## Task objective
For the data below, give the number of lines containing "fixed" and nothing more.
*** Given records Section Begins ***
PR #2008, opened 2019-03-28
Migrate command `whoisauditor`

zymap:

- Using `bkctl` run command `whoisauditor`

### Motivation

#2007


zymap:
run integration tests

tools/ledger/src/main/java/org/apache/bookkeeper/tools/cli/commands/ToggleCommandGroup.java
```diff
@@ -0,0 +1,46 @@
...
+
+import org.apache.bookkeeper.tools.cli.commands.toggle.WhoIsAuditorCommand;
+import org.apache.bookkeeper.tools.common.BKFlags;
+import org.apache.bookkeeper.tools.framework.CliCommandGroup;
+import org.apache.bookkeeper.tools.framework.CliSpec;
+
+/**
+ * Commands on some specific operation.
+ */
+public class ToggleCommandGroup extends CliCommandGroup<BKFlags> {
```
sijie: I think this would be part of `recovery` group?

bookkeeper-server/src/main/java/org/apache/bookkeeper/tools/cli/commands/toggle/WhoIsAuditorCommand.java
```diff
@@ -0,0 +1,90 @@
...
+    @Override
+    public boolean apply(ServerConfiguration conf, CliFlags cmdFlags) {
+        try {
+            return handler(conf);
+        } catch (Exception e) {
+            throw new UncheckedExecutionException(e.getMessage(), e);
+        }
+    }
+
+    public boolean handler(ServerConfiguration conf)
```
sijie: private boolean

also `handler` is a too generic name. it would be better to call it `getAuditor`?

zymap: fixed.

PR #2017, opened 2019-03-29
Docker autobuild hook

ivankelly:
This hook will allow docker autobuild to build from the offical tag
and removes the need to update the dockerfile after the release has
been made.

It also adds a build arg, DISTRO_URL which can be used for testing
release candidates.

```
docker build --build-arg BK_VERSION=4.9.1
    --build-arg DISTRO_URL=<rc-tarball-url> .
```


eolivelli:
cc @andianmo

PR #2051, opened 2019-04-02
Cancel LAC watch when longpoll LAC times out

ivankelly:
Otherwise the watch objects will accumulate and eventually cause an
OOM on the bookie, if LAC doesn't progress.

### DIFF
--- a/bookkeeper-server/src/main/java/org/apache/bookkeeper/proto/LongPollReadEntryProcessorV3.java
+++ b/bookkeeper-server/src/main/java/org/apache/bookkeeper/proto/LongPollReadEntryProcessorV3.java
@@ -163,9 +163,10 @@ class LongPollReadEntryProcessorV3 extends ReadEntryProcessorV3 implements Watch
                 }
                 synchronized (this) {
                     expirationTimerTask = requestTimer.newTimeout(timeout -> {
-                        // When the timeout expires just get whatever is the current
-                        // readLastConfirmed
-                        LongPollReadEntryProcessorV3.this.scheduleDeferredRead(true);
+                            requestProcessor.bookie.cancelWaitForLastAddConfirmedUpdate(ledgerId, this);
+                            // When the timeout expires just get whatever is the current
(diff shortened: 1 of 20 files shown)


ivankelly:
It's hard to test an OOM type thing in a unit test, but if you want to see the problem in action, run a local bookie and run the following against it.

https://gist.github.com/ivankelly/65c999a1a3a280eea7e5b27e0a5a361b

bookkeeper-server/src/main/java/org/apache/bookkeeper/proto/LongPollReadEntryProcessorV3.java
```diff
@@ -163,9 +163,10 @@ private ReadResponse getLongPollReadResponse() {
                 }
                 synchronized (this) {
                     expirationTimerTask = requestTimer.newTimeout(timeout -> {
-                        // When the timeout expires just get whatever is the current
-                        // readLastConfirmed
-                        LongPollReadEntryProcessorV3.this.scheduleDeferredRead(true);
+                            requestProcessor.bookie.cancelWaitForLastAddConfirmedUpdate(ledgerId, this);
```
eolivelli: this is the core of the fix, isn't it ?

ivankelly: @eolivelli yes

ivankelly:
@eolivelli regarding mockito test, what would you assert on?

ivankelly:
Must have neglected to clean before doing full build. Tests compile now

eolivelli:
@ivankelly 
I was talking about ensuring that `LongPollReadEntryProcessorV3.java` actually calls `requestProcessor.bookie.cancelWaitForLastAddConfirmedUpdate`
which is the real fix.

This way we want drop that code in the future by mistake

ivankelly:
@eolivelli Added test,

PR #2052, opened 2019-04-02
Wait for LAC update even if ledger fenced

ivankelly:
Previous behaviour was to return straight away. However, LAC can
change when the ledger is fenced and there is no guarantee that a
fenced ledger will turn into a closed ledger (fencing client may
crash), which would cause the client tailing with longpoll LAC to go
into a tight loop.


eolivelli:
Any test?
At least about long poll + fence
I didn't check, so we already have such test?

ivankelly:

ivankelly:
@eolivelli this would be a test on timing, which I don't think is very useful.

Issue #2053, opened 2019-04-02
FastCodahale Timers miscalculate percentiles


nicmichael:
**BUG REPORT**

***Describe the bug***

FastCodahale Timer implementation may miscalculate percentiles if snapshots of values are slightly out of sync, and if only few events have been recorded.

FastCodahale Timers use fine-grained locking and are meant to tolerate that (some) values change while being recorded or while snapshots are created. Currently, the total count of requests is not synchronized with the number of requests recorded in percentile buckets. If a snapshot is created while the total count of the timer has been incremented beyond the sum of values in the percentile buckets, the percentile calculation may produce wrong values.

For example, if 3 percentile values have been recorded, but the overall count is 4, then the percentile calculation would be based on 4 values. This becomes most obvious if a percentile > .75 (e.g. p95) is being calculated. For this, the implementation will try to find 0.95 * 4 values, which is more than the 3 values recorded in the buckets. Since no bucket fulfills the criteria, the bound of the last (overflow) bucket will be returned, i.e. Long.MAX_VALUE.

***To Reproduce***

I added a test case in my pull request to fix this bug which demonstrates the behavior.

***Expected behavior***

Snapshots should base the percentile calculation on the sum of all values contained in the buckets, not on any value provided by a caller (which might be wrong or out of sync).

PR #2054, opened 2019-04-02
Issue 2053: Bugfix for Percentile Calculation in FastCodahale Timer Implementation

nicmichael:
This bugfix for the FastCodahale timer implementation ensures that percentiles provided by a FastSnapshot are calculated correctly even if the total count of events (provided by FastTimer) is out of sync with the recorded events in the percentile buckets.

### Motivation

FastCodahale Timer implementation may miscalculate percentiles if snapshots of values are slightly out of sync, and if only few events have been recorded.

FastCodahale Timers use fine-grained locking and are meant to tolerate that (some) values change while being recorded or while snapshots are created. Currently, the total count of requests is not synchronized with the number of requests recorded in percentile buckets. If a snapshot is created while the total count of the timer has been incremented beyond the sum of values in the percentile buckets, the percentile calculation may produce wrong values.

For example, if 3 percentile values have been recorded, but the overall count is 4, then the percentile calculation would be based on 4 values. This becomes most obvious if a percentile > .75 (e.g. p95) is being calculated. For this, the implementation will try to find 0.95 * 4 values, which is more than the 3 values recorded in the buckets. Since no bucket fulfills the criteria, the bound of the last (overflow) bucket will be returned, i.e. Long.MAX_VALUE.

### Changes

FastSnapshots now bases the percentile calculation on the sum of values in the percentile buckets rather than a count provided by the caller (i.e. FastTimer). This ensures that percentiles are calculated correctly without the need of having all counters fully synchronized.

Master Issue: #2053

### DIFF
--- a/bookkeeper-stats-providers/codahale-metrics-provider/src/main/java/org/apache/bookkeeper/stats/codahale/FastSnapshot.java
+++ b/bookkeeper-stats-providers/codahale-metrics-provider/src/main/java/org/apache/bookkeeper/stats/codahale/FastSnapshot.java
@@ -108,13 +108,15 @@ public class FastSnapshot extends Snapshot {
     }
 
     /**
-     * Calculates the sum of values of an array
+     * Calculates the sum of values of an array.
      * @param a an array of values
      * @return the sum of all array values
      */
     private long sumOf(long[] a) {
         long sum = 0;
-        for (long x : a) sum += x;
+        for (long x : a) {
+            sum += x;
+        }
         return sum;
     }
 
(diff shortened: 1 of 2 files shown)


sijie:
run pr validation
run integration tests

sijie:
there are two checkstyle violations. can you check and fix them?

```
[ERROR] /home/jenkins/jenkins-slave/workspace/bookkeeper_precommit_pullrequest_validation@2/bookkeeper-stats-providers/codahale-metrics-provider/src/main/java/org/apache/bookkeeper/stats/codahale/FastSnapshot.java:110: First sentence should end with a period. [JavadocStyle]
[ERROR] /home/jenkins/jenkins-slave/workspace/bookkeeper_precommit_pullrequest_validation@2/bookkeeper-stats-providers/codahale-metrics-provider/src/main/java/org/apache/bookkeeper/stats/codahale/FastSnapshot.java:117: 'for' construct must use '{}'s. [NeedBraces]
```

nicmichael:
I've fixed the checkstyle violations, but cluster test fails. I don't see why...?

sijie:
run integration tests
*** Given records Section Ends ***
## The completed task
2